Reference no: EM131372759
The majority of the class will involve the study of criminal procedure and the balance between two "competing" governmental interests:
The protection of society and maintaining law and order VS The protection of individual rights.
Beginning on page 4 of your text (Ferdico 11th) the balance between Due Process and Crime Control is discussed. Herbert Packer discussed these competing concepts (see table 1.2, p. 5). Keep in mind that these two competing governmental interests are at odds each time action is taken by the police, corrections and the courts - our criminal justice system. It is important to understand that criminal procedure is the study and practice of how the law is made and enforced. For example, each time the police conduct a search or make an arrest they are intruding into an individual's rights. The determination of whether that intrusion is reasonable is weighed against the need to protect society.

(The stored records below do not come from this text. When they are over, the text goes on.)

PR #524, opened 2019-01-04
Remove ComponentRegistry dist cache.

T4rk1n:
The cache was preventing the dist from changing after a "reset" of an application with different component libraries requirements running on the same process.

Fixes T4rk1n/pytest-dash#15


T4rk1n:
@alexcjohnson Please review.

PR #535, opened 2019-01-13
Add two tests testing for embedding Dash in Flask and arbitrary WSGI apps

ned2:
These two tests cover the examples included in plotly/dash-docs#357

 - test_flask_integration: Test two Dash apps being mounted at routes within an
   existing Flask app
 - test_wsgi_integration: Test two Dash apps being mounted at routes alongside
   a Flask app using DispatcherMiddleware, which can support routing to any WSGI
   app

### DIFF
--- a/tests/IntegrationTests.py
+++ b/tests/IntegrationTests.py
@@ -39,7 +39,7 @@ class IntegrationTests(unittest.TestCase):
             return _error.apply(console, arguments);
         };
         '''
-    
+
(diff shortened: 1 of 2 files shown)


alexcjohnson:
Closing as stale. Would be nice to include tests like this, but these ones are not compatible with the new `dash.testing`, also I'm not sure we want to explicitly invoke `multiprocessing` due to potential platform (ie windows) issues.

PR #547, opened 2019-01-20
Fix assets blueprint path management

### LINKED ISSUE #529: Don't strip asset paths
Currently `routes_pathname` is stripped from `requests_pathname` for [asset paths only](https://github.com/plotly/dash/blob/2c182b14b070228efc9a69cfa96c57578e801e93/dash/_utils.py#L30-L43), causing these to be incorrect.

This was noted in https://github.com/plotly/streambed/issues/12111. We're working around this issue in DDS 3.0.0, but it would be good to fix the underlying bug.

@chriddyp @T4rk1n FYI

T4rk1n:
## Fixed
- Asset blueprint takes routes prefix into it's static path.
- Asset url path no longer strip routes from requests.

## Changed
- `assets_folder` argument now default to 'assets'
- The assets folder is now always relative to the given root path of `name` argument, the default of `__main__` will get the `cwd`.
- No longer coerce the name argument from the server if the server argument is provided.

Fixes #529

### DIFF
--- a/dash/dash.py
+++ b/dash/dash.py
@@ -79,7 +79,6 @@ class Dash(object):
             assets_folder='assets',
             assets_url_path='/assets',
             assets_ignore='',
-            assets_blueprint_name='assets',
             include_assets_files=True,
             url_base_pathname=None,
             assets_external_path=None,
@@ -144,7 +143,7 @@ class Dash(object):
 
         assets_blueprint_name = '{}{}'.format(
             self.config.routes_pathname_prefix.replace('/', '_'),
-            assets_blueprint_name
+            'dash_assets'
         )
 
         self.server.register_blueprint(
--- a/dash/dash.py
+++ b/dash/dash.py
@@ -76,9 +76,10 @@ class Dash(object):
             name='__main__',
             server=None,
             static_folder='static',
-            assets_folder=None,
+            assets_folder='assets',
             assets_url_path='/assets',
             assets_ignore='',
+            assets_blueprint_name='assets',
             include_assets_files=True,
             url_base_pathname=None,
             assets_external_path=None,
@@ -103,19 +104,14 @@ class Dash(object):
                 ''', DeprecationWarning)
 
         name = name if server is None else server.name
-        self._assets_folder = assets_folder or os.path.join(
-            flask.helpers.get_root_path(name), 'assets'
+        self._assets_folder = os.path.join(
+            flask.helpers.get_root_path(name),
+            assets_folder,
         )
         self._assets_url_path = assets_url_path
 
         # allow users to supply their own flask server
         self.server = server or Flask(name, static_folder=static_folder)
-
-        if 'assets' not in self.server.blueprints:
-            self.server.register_blueprint(
-                flask.Blueprint('assets', 'assets',
-                                static_folder=self._assets_folder,
-                                static_url_path=assets_url_path))
 
         env_configs = _configs.env_configs()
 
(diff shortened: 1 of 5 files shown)


dash/dash.py
```diff
@@ -76,9 +76,10 @@ def __init__(
             name='__main__',
             server=None,
             static_folder='static',
-            assets_folder=None,
+            assets_folder='assets',
             assets_url_path='/assets',
             assets_ignore='',
+            assets_blueprint_name='assets',
```
ned2: How important is this to be a user-configurable param? If we made the initial value `dash-assets` (which would still be prefixed by custom route values -- which was a good move btw) then it seems unlikely that a user would need to modify this.

Just thinking about slowing the rate of kwarg growth for the constructor where possible, as it will get a but unwieldy at some point.

ned2:
Here's the example app I was using to check this was working and find that issue with the static_folder value of the Blueplrint: https://github.com/ned2/dash-embed-recipes/tree/master/flask_multi

It's has the same layout as in the example I mentioned above.

dash/dash.py
```diff
@@ -146,6 +142,22 @@ def __init__(
...
 
+        assets_blueprint_name = '{}{}'.format(
+            self.config.routes_pathname_prefix.replace('/', '_'),
+            assets_blueprint_name
+        )
+
+        self.server.register_blueprint(
+            flask.Blueprint(
+                assets_blueprint_name, name,
+                static_folder='assets',
```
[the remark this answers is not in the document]
T4rk1n: Slipped in after a rebase thanks.

T4rk1n:
@ned2 Your examples are missing the `__name__` , but still it won't work because when we provide the server, the name is taken from the server instead so it won't be relative to the app but instead will be relative to where the server was instantiated.

Should we remove that or improve the logic here ?

https://github.com/plotly/dash/blob/e72f483c85aaa91e4316a548ed83ab40a6819452/dash/dash.py#L105

dash/dash.py
T4rk1n: Good point let's remove that, there's already much clutter in the kwargs. :ok_hand:

ned2:
> @ned2 Your examples are missing the `__name__` , but still it won't work because when we provide the server, the name is taken from the server instead so it won't be relative to the app but instead will be relative to where the server was instantiated.
> 
> Should we remove that or improve the logic here ?
> 
> [dash/dash/dash.py](https://github.com/plotly/dash/blob/e72f483c85aaa91e4316a548ed83ab40a6819452/dash/dash.py#L105)
> 
> Line 105 in [e72f483](/plotly/dash/commit/e72f483c85aaa91e4316a548ed83ab40a6819452)
> 
>  name = name if server is None else server.name

Yeah, I didn't include the `name` argument precisely because I knew that it would be changed to be the value of `server.name`. 

yep, so a potential change could be to remove that line overriding `name`, then `flask.helpers.get_root_path(name)` would resolve to the path the file with the Dash instance is found in, but `server.name` would still be whatever the original Flask instance was set to. 

Are there any other places that would be affected by decoupling the Dash `name` param from the Flask `name` param? I can't see any scanning through `dash.py`

ned2:
I just tested the effect of removing that line that overwrites the `name` variable with `server.name` on my example when both Dash instances are updated to pass the `name` parameter. Looks like it's all working exactly as it should now!

If you think this won't have any other unwanted repercussions, then I'm happy to make that change. I'm also happy with how everything else is looking.

:dancer:

T4rk1n:
Thanks @ned2, let's remove the line, I don't think it's useful.

PR #548, opened 2019-01-20
Remove print statement from PreventUpdate handler.

### LINKED ISSUE #516: raising PreventUpdate should not print to stderr, and PreventUpdate should not inherit Exception
Hi, I think the default implementation should not print to `stderr` when `PreventUpdate` is raised. This is a minor point, because the following is a work-around (and as the docs improve both `PreventUpdate` and example of a custom error handler could be documented!)

```
# Example of replacing the default error handler for PreventUpdate
app = dash.Dash(__name__)

@app.server.errorhandler(dash.exceptions.PreventUpdate)
def _handle_error(error):
    """Handle a halted callback and return an empty 204 response"""
    #print(error, file=sys.stderr)
    return ('', 204)
```

Also, as a minor point, PreventUpdate should probably inherit `BaseException` _without_ inheriting Exception - the reason is the same as why `StopIteration` does not inherit `Exception` (because its not an error).

T4rk1n:
Closes #516

### DIFF
--- a/CHANGELOG.md
+++ b/CHANGELOG.md
@@ -2,6 +2,7 @@
 ## Fixed
 - Asset blueprint takes routes prefix into it's static path. [#547](https://github.com/plotly/dash/pull/547)
 - Asset url path no longer strip routes from requests. [#547](https://github.com/plotly/dash/pull/547)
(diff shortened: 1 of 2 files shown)


alexcjohnson:
Alright, I'm convinced - https://github.com/plotly/dash/issues/516#issuecomment-456656483
💃

PR #550, opened 2019-01-20
Remove events

### LINKED ISSUE #531: Remove Event system
Expanding on https://github.com/plotly/dash/issues/469#issuecomment-449485114:
> Perhaps we can remove events here (in dash 1.0) as well?

We've had some offline discussions about this, but this deserves a more public issue both to allow any further input folks might have, and to tie to forthcoming PRs on the topic.

### Two parallel callback trigger systems: `Input` and `Event`

Most interactions in dash are handled by properties, referenced by either `Input` or `State` as callback parameters, or by `Output` as the result of a callback. But there's also an `Event` system, which can trigger a callback without a value, just based on some event occurring. This system was originally made to handle user interactions with no inherent visible consequences (so they don't have an obvious mapping to stateful properties), like button clicks. But for some time now we've had another way to handle this kind of scenario in a stateful way, which has all the same capabilities and more without needing a parallel system, and a lot of our newer components have no events defined at all. Dash 1.0 is the right time to remove `Event` entirely and only accept the property-based alternative.

### Transition from `Event` to `Input`

The key is to create a property that the component modifies every time the event occurs, so that the appropriate callback will fire on every event. We've generally done this by incrementing a counter. The most widely used right now in our codebase is the click event, where instead of emitting a `'click'` event we create a `'n_clicks'` property. One complication of this is that in the property version, the callback will be fired on initial render with `n_clicks=0`. To get around this, you can use `PreventUpdate`:

```py
@app.callback(Output('output', 'children'), [Input('button', 'n_clicks')])
def set_output(n_clicks):
    if not n_clicks:
        raise PreventUpdate
    return 'You clicked the button!'
```

An issue that we never had a simple solution for with `Event` was multiple events triggering the same callback, for example two buttons that should cause the same output component to behave differently. We have another set of properties you can use to handle this, based on timestamps. By convention these properties get the same name as the counter, suffixed with `_timestamp` - `n_clicks_timestamp` for example, and this would contain the timestamp (milliseconds since 1970) when the latest click occurred:

```py
              [Input('button1', 'n_clicks_timestamp'), Input('button2', 'n_clicks_timestamp')])
def set_output(ts1, ts2):
    if ts1 < 0 and ts2 < 0:
        # before any click, timestamp is -1 by convention
        raise PreventUpdate
    if ts1 > ts2:
        return 'You clicked button 1 most recently'
    else:
        return 'You clicked button 2 most recently'
```

I'll make corresponding issues in the other core repos to track any specific aspects of this relevant there and to link to PRs.

alexcjohnson:
Closes #531 

Dash complement to https://github.com/plotly/dash-renderer/pull/114 - note that the `no-events` branch of `dash-renderer` is needed to get tests to pass here, but not vice versa.

In the other repos I've been making a single `npm` command to run all the tests, and using that command in ci. Here we don't use `npm`, so I made a shell script `test.sh` for the same purpose.

The component generation routines, as modified here, are what I used to rebuild the html components in the already-merged https://github.com/plotly/dash-html-components/pull/89, and in a forthcoming PR in `dcc`


dash/development/_py_components_generation.py
```diff
@@ -122,7 +120,7 @@ def __repr__(self):
          for p in prop_keys
          if not p.endswith("-*") and
          p not in python_keywords and
-         p not in ['dashEvents', 'fireEvent', 'setProps']] + ['**kwargs']
+         p != 'setProps'] + ['**kwargs']
```
Marc-Andre-Rivet: Not sure if that was intentional but still present for the [R generation](https://github.com/plotly/dash/blob/32277157bd2874dcca63436959c43e4b1c7f227f/dash/development/_r_components_generation.py#L166)

tests/development/test_base_component.py
```diff
@@ -687,8 +691,8 @@ def test_docstring(self):
 
     def test_events(self):
         self.assertEqual(
-            self.ComponentClass().available_events,
-            ['restyle', 'relayout', 'click']
+            hasattr(self.ComponentClass(), 'available_events'),
+            False
```
Marc-Andre-Rivet: Maybe this test should be renamed to make clearer what it's testing now

Marc-Andre-Rivet:
This looks good to me
- changelog entry missing
- obviously need to point to master of dash-renderer after [this](https://github.com/plotly/dash-renderer/pull/114)

Would appreciate @T4rk1n or @rmarren1 input.

dash/development/_py_components_generation.py
rpkyle: Sorry, will modify my code to match.

alexcjohnson:
> obviously need to point to master of dash-renderer after [this](https://github.com/plotly/dash-renderer/pull/114)

That's been merged - at this point I believe we can simply make a release of `dash-renderer` off master, and it will stop processing events even if used with older versions of everything else that still supports them; then we can make new releases of everything else (the only PR I haven't made yet is `dcc`, coming soon...) acknowledging and locking in the lack of event support. I believe the only incompatible combination will be new `dash` with old `dash-renderer`.

tests/development/test_base_component.py
alexcjohnson: > Maybe this test should be renamed

good call -> https://github.com/plotly/dash/pull/550/commits/ec9aaeee4bd109febbfd8f86e626f36f1ae6af58

dash/development/_py_components_generation.py
```diff
@@ -274,30 +268,24 @@ def create_docstring(component_name, props, events, description):
...
+    ?
     """
-    if 'dashEvents' in props and props['dashEvents']['type']['name'] == 'enum':
-        events = [v['value'] for v in props['dashEvents']['type']['value']]
-    else:
-        events = []
-
-    return events
+    if 'dashEvents' in props or 'fireEvents' in props:
+        raise AttributeError('Events are no longer supported by dash')
```
T4rk1n: Can we add a custom exception or raise a DeprecationWarning instead.

test.sh
```diff
@@ -0,0 +1,15 @@
...
+python -m unittest tests.test_resources || EXIT_STATE=$?
+python -m unittest tests.test_configs || EXIT_STATE=$?
+
+if [ $EXIT_STATE -ne 0 ]; then
+    echo "One or more tests failed"
+else
+    echo "All tests passed!"
+fi
+
+exit $EXIT_STATE
```
T4rk1n: Can we include the linting also ?

test.sh
```diff
@@ -0,0 +1,15 @@
+EXIT_STATE=0
+
+python -m unittest tests.development.test_base_component || EXIT_STATE=$?
+python -m unittest tests.development.test_component_loader || EXIT_STATE=$?
+python -m unittest tests.test_integration || EXIT_STATE=$?
+python -m unittest tests.test_resources || EXIT_STATE=$?
+python -m unittest tests.test_configs || EXIT_STATE=$?
+
+if [ $EXIT_STATE -ne 0 ]; then
```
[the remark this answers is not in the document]
alexcjohnson: The `||` means `EXIT_STATE` only updates if the preceding command fails, so they'll all run but only the failing ones pass that failure along to `EXIT_STATE`. (taken from @etpinard, used in https://github.com/plotly/plotly.js/blob/master/.circleci/test.sh)

https://www.tecmint.com/chaining-operators-in-linux-with-practical-examples/

test.sh
alexcjohnson: Sure! I'll move linting in here too.

dash/development/_py_components_generation.py
alexcjohnson: Well, it wasn't deprecated, it was outright removed 😅 but I'm happy to make a custom exception - `ObsoleteEventsError`?

T4rk1n: I think `exceptions.NonExistantPropException` with a event removal message would fit the bill.

test.sh
alexcjohnson: linting into test.sh -> https://github.com/plotly/dash/pull/550/commits/2c9a3c892da5d1cf61435da5e79ff675bdff093a

dash/development/_py_components_generation.py
alexcjohnson: I used `NonExistentEventException`, which is the same I use for corresponding [obsolete callback usage](https://github.com/plotly/dash/pull/550/files#diff-228c9aefac729977642672aa1416bacaR724).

It is our individual rights as defined in the Bill of Rights, (generally amendments 1-10 & 14), which provide the template for the interpretation of actions by the government that affect those individual rights. This interpretation is carried out by the judicial branch of government through a concept known as judicial review. Judicial review is the process by which the courts determine if actions by the government are in adherence to constitutional law - the supreme law of the land. The case of Marbury v. Madison (1803) made clear that it was the responsibility of the judicial branch of government to determine what the law is and to interpret that law. Marbury v. Madison is discussed on p. 9 (Ferdico 11th).
To explain the concept with an analogy we could use a football game and instant replay as an example. Let's say a player scores a touchdown in the remaining seconds of a football game causing his team to win the game. That outcome (his team winning the game) is not set unless it survives scrutiny by instant replay. The referees in the game would be the judicial branch of government in our analogy. If the referees determine that the team who scored the touchdown violated the rules of the game, then the touchdown does not count. A holding penalty against the scoring team would be equivalent to an illegal search by the police that leads to an arrest. The score doesn't count because of the penalty, just as the arrest will be invalidated by the illegal search.
If the touchdown doesn't count that team could lose the game without those points. If the arrest and all of the fruits of the arrest are thrown out because of the illegal search, the government could lose its case against the defendant. A football coach throwing a challenge flag in a football game is challenging a play by saying that the play should not count because of a violation of the rules of the game. The challenge by the football coach is the same as a defense attorney filing a motion to suppress evidence used to incriminate his client based on the defense attorney's belief that the government violated the rules of due process and/or acted in violation of a constitutional amendment. Without the referees in a football game and judges in our criminal justice system there would be no one to interpret the rules and chaos would occur.
The title of this book is "Criminal Procedure for the Criminal Justice Professional". Criminal procedure is governed by a set of rules, the foundation of which is contained in our constitution and bill of rights. It is the responsibility of criminal justice professionals to understand this set of rules (limitations) put in place to balance the protection of society and protection of individual rights. One cannot exist without the other.
Before beginning this class what is your opinion or idea about the current status of the two competing interests mentioned above:
1. Does the United States Government do a good job of protecting society and maintaining order?
2. Does the United States Government intrude into your individual life to the point that your individual freedom and privacy is unfairly compromised? Please provide your opinion on each question and respond to at least two other student's posts.